Wednesday, January 30, 2013

The Great Yoga Debacle

(This post has been featured in my local online newsaper, The Voice of Moore County!!!  Check it out!!)

Today, I tried something new.

Please indulge me for a moment as I tell you about my lunchtime “yoga” session. Allow me to start you off with a few bullets so you can fully appreciate my experience:

· I did not realize that I signed up online for HOT yoga. (FAIL)

· The only thing I drank this morning was red bull and diet coke. (FAIL) (Also, don't judge.)

· The only thing I ate this morning was a hand full of energy trail mix and a little oatmeal. (FAIL)

· I had make-up on my face and hair product in my hair. (FAIL)

As I walked into the studio, with my borrowed yoga mat and over sized beach towel, I noticed I was surrounded by women who were…well, let’s just say “toned” is an understatement.

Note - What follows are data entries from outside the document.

PR #6884, opened 2018-08-27
Roll back Tree component onFocus change.

nchevobbe:
The check that was made there prevented the first
item of the Tree to be selected if the click happened
inside it. Without this check, the first item is automatically
selected and scrolled to, which is causing some weirdness in
the console (probably in the debugger as well).
The fix was made in mozilla-central directly in the reps bundle
as well.


juliandescottes:
Ah, just read your explanation in Phabricator, looks like this is fine.

nchevobbe:
yeah, TLDR; : nchevobbe has no brain :D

I stepped into the 105 degree room and thought to myself, “How in the heck am I going to survive one hour in this HELL room doing yoga when I can hardly even BREATHE just sitting here?”

I wanted to leave.  I wanted to stay.  Honestly, I was intimidated because these women were like Greek Goddesses with taught tummies and rock-hard gleuts.

Then we started. And the first five minutes were GREAT! I was keeping up. I was breathing. I was downward-dogging and planking and warrior posing like a champ.

Then…all of a sudden. It wasn’t so great. I thought I was going to puke on my yoga mat. 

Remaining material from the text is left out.